Great question! Our priority is making sure users have access to their money. An ‘incident’ can range from feed items not being created in real time, to a full blown outage where all payments decline. We have a few things we can do internally to minimise user impact, depending on the severity of the incident. What we can do also depends very much if it’s an internal incident or from another company that we interact with (like Mastercard or other banks).
Ultimately if there’s something impacting all of our user base, and they can’t access their money for whatever reason, we would consider sending a message with a push notification to all users letting them know what’s happening, so they’re not caught off guard. It might seem like an overkill to many users, but people will be sitting in a restaurant without being able to pay their bill, or at the supermarket till with a trolley full of groceries (and might not even have food at home). So first line of action is being transparent about what’s happening and keeping users looped in while the engineering teams resolve the issue.

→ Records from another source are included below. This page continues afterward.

PR #955, opened 2018-01-09
Fixes #941: (1) Preserved order when iterating child elements of CIM objects

### LINKED ISSUE #941: CIM objects don't preserve order of child elements
The CIM objects do not currently preserve the order of their child elements.

For example, the `properties` attribute of `CIMClass` is a `NocaseDict` dictionary which does not preserve order of its items.

One undesired consequence of that is that MOF output of CIM objects using the `tomof()` methods does not have a defined order of such child elements.

Note that issue #951 covers this topic for qualifiers, and for those, a different approach than preservation may be needed.

**Discussion points:**

* When we preserve order of child elements, how do we want the equality comparison of parent elements to behave: Should two parent elements that have equal sets of child elements but as a list in different order, be equal or not?
* Do we want keybindings in WBEM URI strings to be in the preserved order, or in sorted order?
* Do we want the key names in keybindings in WBEM URI strings to be in the preserved lexical case, or in lower case?
* How do we want the equality comparison for WBEM URI strings of instance paths to behave: Should the order and lexical case of the keybinding names matter or not?

andy-maier:
**Note:** This PR contains a change for the pywbem_mock testcases (in a separate commit).
Ready for review and merge.

### DIFF
--- a/docs/appendix.rst
+++ b/docs/appendix.rst
@@ -78,6 +78,242 @@ This documentation uses a few special terms to refer to Python types:
    CIM object
       one of the types listed in :ref:`CIM objects`.
 
+   keybindings input object
+      a Python object used as input for initializing an ordered list of
+      keybindings in a parent object (i.e. a :class:`~pywbem.CIMInstanceName`
+      object).
+
+      `None` will result in an an empty list of keybindings.
+
+      Otherwise, the type of the input object must be one of:
+
+      * iterable of :class:`~pywbem.CIMProperty`
+      * iterable of tuple(key, value)
+      * :class:`~py:collections.OrderedDict` with key and value
+      * :class:`py:dict` with key and value (will not preserve order)
+
+      with the following definitions for key and value:
+
+      * key (:term:`string`):
+        Keybinding name.
+
+        Must not be `None`.
+
+        The lexical case of the string is preserved. Object comparison
+        and hash value calculation are performed case-insensitively.
+
+      * value (:term:`CIM data type` or :term:`number` or :class:`~pywbem.CIMProperty`):
+        Keybinding value.
+
+        If specified as :term:`CIM data type` or :term:`number`, the provided
+        object will be stored unchanged as the keybinding value.
+
+        If specified as a :class:`~pywbem.CIMProperty` object, its `name`
+        attribute must match the key (case insensitively), and a copy of its
+        value (a :term:`CIM data type`) will be stored as the keybinding value.
+
+        `None` for the keybinding value will be stored unchanged.
+
+      The order of keybindings in the parent object is preserved if the input
+      object is an iterable or a :class:`~py:collections.OrderedDict` object,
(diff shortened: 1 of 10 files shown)


KSchopmeyer:
I am getting one other issue in run_cimoperations.py in an embedded instance test.


    FAIL: test_receive (__main__.PegasusTestEmbeddedInstance)
      File "testsuite/run_cim_operations.py", line 4158, in test_receive
        r"embeddedInst = \"instance of Test_CLITestEmbedded1 {")
      File "/home/kschopmeyer/pywbem/githubpywbem/pywbem/testsuite/unittest_extensions.py", line 38, 
    in assertRegexpContains
        "%s" % (text, pattern, msg))
    AssertionError: String text does not contain regexp pattern
        text:    u'instance of Test_CLITestEmbeddedClass {\n   embeddedInst =\n      "instance of 
    Test_CLITestEmbedded1 {\\n   Id = \\"100\\";\\n   name = "\n      "\\"Ronald\\";\\n   comment = 
  \\"Instance 
  created by provider.\\";\\n};\\n";\n};\n'
      pattern: 'embeddedInst = \\"instance of Test_CLITestEmbedded1 {'
  None

andy-maier:
A change from PR #973 for this PR:

On 2: This is actually on cim_obj.py line 1754, and the try path is used for iterables, while the except path is used for dictionaries. I admit that adding a comment pointing that out would be a good idea.

andy-maier:
On the issue when running run_cim_operations.py:

This is caused by the fact that `tomof()` on instances now breaks property values into a new line if they don't fit into the max line length. See these examples:

```
$ python -c "import pywbem; ie=pywbem.CIMInstance('CE',{'PE': 'a'}); i=pywbem.CIMInstance('C',{'P': 'a', 'EmbeddedInstanceProperty': ie}); print(i.tomof())"
instance of C {
   EmbeddedInstanceProperty = "instance of CE {\n   PE = \"a\";\n};\n";
   P = "a";
};

$ python -c "import pywbem; ie=pywbem.CIMInstance('CE',{'PE': 'a'}); i=pywbem.CIMInstance('C',{'P': 'a', 'EmbeddedInstancePropertyWithLongName': ie}); print(i.tomof())"
instance of C {
   P = "a";
   EmbeddedInstancePropertyWithLongName =
      "instance of CE {\n   PE = \"a\";\n};\n";
};

$ python -c "import pywbem; ie=pywbem.CIMInstance('CE',{'InnerPropertyWithLongName': 'a'}); i=pywbem.CIMInstance('C',{'P': 'a', 'EmbeddedInstanceProperty': ie}); print(i.tomof())"
instance of C {
   EmbeddedInstanceProperty =
      "instance of CE {\n   InnerPropertyWithLongName = \"a\";\n};\n";
   P = "a";
};
```

This needs to be fixed in run_cim_operations.py, for example by replacing NL with space before matching. Sorry I did not catch that. I'll change that.

PR #961, opened 2018-01-12
(1) Testing: Added test_function decorator

andy-maier:
Ready for review and merge. This change is used by the hashing support (PR #960).

The testcase-table driven testing requires to write the same kind of code over and over again, that 
handles warnings and expected exceptions. In the four execution paths, the code to be tested must be coded each time separately, so that it shows up four times.

This change puts all the boilerplate code into a decorator named 'test_function' in a new module 'pytest_extensions.py'.

To demonstrate the new decorator, the testcases for testing equality for NocaseDict has been converted to use the new concept.

### DIFF
--- a/dev-requirements.txt
+++ b/dev-requirements.txt
@@ -18,6 +18,7 @@ mock>=2.0.0
 httpretty>=0.8.14
 lxml>=4.0.0
 requests>=2.12.4
+decorator>=4.0.11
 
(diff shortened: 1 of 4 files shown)


andy-maier:
I have updated the docstring of the `test_function` decorator to add a proper parameter description, and an example.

Internally we would immediately start publishing overtime shifts that anyone can pick up and jump straight to the conversation queues, and for the following days if we expect the issue to last longer. Being a customer centric company everyone at Monzo is also trained on how to use our internal tools and answer customer queries. So if things are really bad, we’d ask other teams to jump on the customer support queue.

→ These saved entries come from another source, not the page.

PR #963, opened 2018-01-12
Fixes #871: InvokeMethod mock support

### LINKED ISSUE #871: Add invokemethod to pywbem_mock
We expect to do the initial commit without the implementation of InvokeMethod.  This issue documents that and serves as a reminder to add the InvokeMethod functionality.

We expect that this will be added as a callback so that the user will process the invokemethod as if it was a server operation and generate output parameters and a return value.

KSchopmeyer:
InvokeMethod implementation.

Ready for review and merge

Includes:

1. subscribe_method - Method that adds method subscription to repository by (namespace, classname, methodname, call_back_method_name)

2. Implementation of InvokeMethod itself (i.e. _mock_call mock) That gets the  method subscription info from the repo and calls the method to be invoked.

3. definition of the input params and return for the method to be invoked. 
 Input parameters to the callback are:  
      <handle of repo>, MethodName, LocalObject, Namespace, Input_Params.

The callback executor returns
    (return_value, Dict of OutputParameters)

4. Modification to cim_operations.py.InvokeMethod to move some low level code from InvokeMethod to _methodcall so that the response to InvokeMethod from _methodcall is simply the tuple of (return_value, output_params_dictionary).  That way the implementer of the callback simply creates the return_value and
the dictionary of output params exactly as defined in the return definition of WBEMConnection.InvokeMethod.

5. Expansion of mockspport.rst to include InvokeMethod

The limitation of this approach is that we are not really considering the concept of the provider as a contained entity with its own responder and method definitions but are attaching the invokemethod to the repository itself.  

Ont the other hand it is simple, allows execution of InvokeMethod by the client and can use data in the repository to respond and can also modify the repository.

### DIFF
--- a/docs/mocksupport.rst
+++ b/docs/mocksupport.rst
@@ -357,24 +357,13 @@ output parameters.
 
 The user must create a function that will be executed as a callback for each
 method that is to be tested. This method is attached to the mock repository
-through :meth:`~pywbem_mock.FakedWBEMConnection.subscribe_method` which
+through :meth:`~pywbem_mock.FakedWBEMConnection.add_method_callback` which
 defines the namespace, class, and methodname for the InvokeMethod and the
 callback method to be executed.
 
 
 This user defined callback method should have the signature defined in
-:meth:`~pywbem_mock.FakedWBEMConnection.subscribe_method`.
-
-Generally callback input and output are as follows:
-
-- **conn**: The handle to the mock repository
-
-- **objectname**: The CIMClassName or CIMInstanceName from the InvokeMethod
-  call including the execution namespace.
-
-- **methodname**: The methodname to execute from the client InvokeMethod call
-
-- **params**: The Params input parameter from the client InvokeMethod call.
+:meth:`~pywbem_mock.FakedWBEMConnection.add_method_callback`.
 
 The callback is expected to return a tuple consiting of ReturnValue and
 a `NocaseDict` containing any output parameters. The following is an example
@@ -427,7 +416,7 @@ of the definition and execution of InvokeMethod.
 
     # Subscribe the defined Class and method. In this case it is for the
     # default namespace.
-    conn.subscribe_method('TST_Class', 'Method1',
+    conn.add_method_callback('TST_Class', 'Method1',
                           self.method1_callback)
 
     # execute the InvokeMethod as a static (class level) method.
--- a/docs/mocksupport.rst
+++ b/docs/mocksupport.rst
@@ -313,7 +313,7 @@ instance requests.  At the same time, they allow mock repositories that
 would be used to test only instance methods to be built without the
 corresponding classes. They include the following methods:
 
-- AssociatorNames: Behaves like
+- **AssociatorNames**: Behaves like
   :meth:`~pywbem.WBEMConnection.AssociatorNames`. If a classname is specified
   the source, target, and association classes must be in the repository. If
   an instance target is specified, correct results are returned if classes
@@ -321,15 +321,15 @@ corresponding classes. They include the following methods:
   set (the classes in the repository are ignored so do not need to be
   installed.)
 
-- Associators: Behaves like
+- **Associators**: Behaves like
   :meth:`~pywbem.WBEMConnection.Associators` See AssociatorNames above for
   limitations
 
-- ReferenceNames: Behaves like
+- **ReferenceNames**: Behaves like
   :meth:`~pywbem.WBEMConnection.ReferenceNames` See AssociatorNames above
   for limitations
 
-- References: Behaves like
+- **References**: Behaves like
   :meth:`~pywbem.WBEMConnection.References` See AssociatorNames above for
   limitations.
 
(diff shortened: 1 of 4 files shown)


docs/mocksupport.rst
```diff
@@ -340,17 +340,99 @@ Server InvokeMethod operation method
...
+method that is to be tested. This method is attached to the mock repository
+through :meth:`~pywbem_mock.FakedWBEMConnection.subscribe_method` which
+defines the namespace, class, and methodname for the InvokeMethod and the
+callback method to be executed.
+
+
+This user defined callback method should have the signature defined in
+:meth:`~pywbem_mock.FakedWBEMConnection.subscribe_method`.
+
+Generally callback input and output are as follows:
```
andy-maier: I don't think we need to have a brief form of the callback interface at this point. The pointer to the description should be sufficient here.

pywbem_mock/_wbemconnection_mock.py
```diff
@@ -449,7 +450,117 @@ def add_cimobjects(self, objects, namespace=None):
...
+    def subscribe_method(self, classname, methodname, method_callback,
+                         namespace=None,):
+        """
+        Add a callback for a method that will be called by the client when
+        InvokeMethod is executed.  This method does no real validation of
+        the classname, methodname or method_callback in put parameters.
+
+          Parameters:
+            classname (:term:`string`):
+                The classname for the method defined by methodname.
```
andy-maier: Clarify in the description whether classname must be:
(1) The CIM class that defines the method.
(2) The creation class of CIM instances or the CIM class against which the method will be invoked.

pywbem_mock/_wbemconnection_mock.py
```diff
@@ -449,7 +450,117 @@ def add_cimobjects(self, objects, namespace=None):
                 except KeyError:
                     self.qualifiers[namespace] = NocaseDict({qual.name: qual})
             else:
-                assert False, 'add_cimobjects. %s not valid.' % type(obj)
+                assert False, 'Object to add_cimobjects. %s invalid type' \
+                              % type(obj)
+
+    def subscribe_method(self, classname, methodname, method_callback,
```
andy-maier: I don't like the name `subscribe_method()`, it is too close to indication subscription. In the mock support, we have used "add" for CIM objects, and what we add here is a "method callback" (at least if we go with the corresponding parameter name). So how about renaming this method to `add_method_callback()`?

pywbem_mock/_wbemconnection_mock.py
```diff
@@ -449,7 +450,117 @@ def add_cimobjects(self, objects, namespace=None):
...
+            methodname (:term: `string`):
+                Name of the method to be executed.
+
+            method_callback (:term:`callable`):
+                The user-defined function or method that well be called when by
+                FakeWBEMConnection when the InvokeMethod for the defined
+                class and methodname is received.  This method will be called
+                with the parameters defined on the InvokeMethod call
+
+                The callback method defined by the user is expected to comply
```
andy-maier: It is possible to define a global function that defines and describes the callback interface. That function can then be referenced here, and the type of the method_callback parameter would be the function name.

An example of how that is done, is in `pywbem/_listener.py`, where `callback_interface()` defines the interface of the callback function and `WBEMListener.add_callback()` adds a callback function.

pywbem_mock/_wbemconnection_mock.py
```diff
@@ -449,7 +450,117 @@ def add_cimobjects(self, objects, namespace=None):
...
+                    Each iterated item represents a single input parameter
+                    for the CIM method and must be a ``tuple(name, value)``,
+                    with these tuple items:
+
+                    * name (:term:`string`):
+                      Parameter name (case independent)
+                    * value (:term:`CIM data type`):
+                      Parameter value
+
+                Return:
```
andy-maier: Change to `Returns`, for consistency.

pywbem_mock/_wbemconnection_mock.py
```diff
@@ -449,7 +450,117 @@ def add_cimobjects(self, objects, namespace=None):
...
+
+                          * key (:term:`unicode string`):
+                            Parameter name, preserving its lexical case
+                          * value (:term:`CIM data type`):
+                            Parameter value
+
+                      This is the same format as defined in
+                      :meth:`~pywbem.WBEMConnection.InvokeMethod` Return.
+
+                Exceptions:
```
andy-maier: Change to `Raises`, for consistency.

pywbem_mock/_wbemconnection_mock.py
```diff
@@ -449,7 +450,117 @@ def add_cimobjects(self, objects, namespace=None):
...
+                    * value (:term:`CIM data type`):
+                      Parameter value
+
+                Return:
+                  * The user written callback method must return a tuple
+                    consisting of
+                      * ReturnValue (:term:`CIM data type`):
+                          Return value from the executed method.
+
+                      * outparams (`NocaseDict`_):
```
andy-maier: So far, users cannot create `NocaseDict` objects because that symbol is not public. They only get `NocaseDict` objects generated by pywbem. This design however, requires that they be able to generate `NocaseDict` objects.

In less serious incidents we have other tools we’d use to minimise user impact, or COps impact (from the additional influx of queries). Something very straightforward to do is just adding new content to the help screen. ‘Emergency’ content appears at the top of the suggested articles (below the search bar), also appears on the top of the search results, and also in the screen where users first type their message as one of the ‘suggestions’. This is very effective at answering questions that do not impact user’s money, but might create confusion in app for some reason (like a duplicate feed item, or a slightly delayed bank transfer). These are the issues that there is no action from our COps team except explaining what’s happening, which the help screen is also effective at doing.
We also use StatusPage to publish incidents. If we add an incident on StatusPage users that signed up for SMS notifications on their website would be notified (albeit it’s a very small number of people). StatusPage also allows us to set a severity, and depending on what we choose it can automatically add an alert banner throughout the Monzo app, with the description of what’s happening, and enable an alert box that would appear to anyone that tries to contact us during the incident (to tell users we’re aware of the issue and they don’t need to get in touch, but they can still do it).
What’s really interesting is that from each incident we do a “post-mortem” to discuss how we could have dealt with it better. More often than not we realise we could change our systems to stop some of the issues before they affect all of our users. As we see more of these we become better at preventing large scale incidents, and at minimising user and COps impact.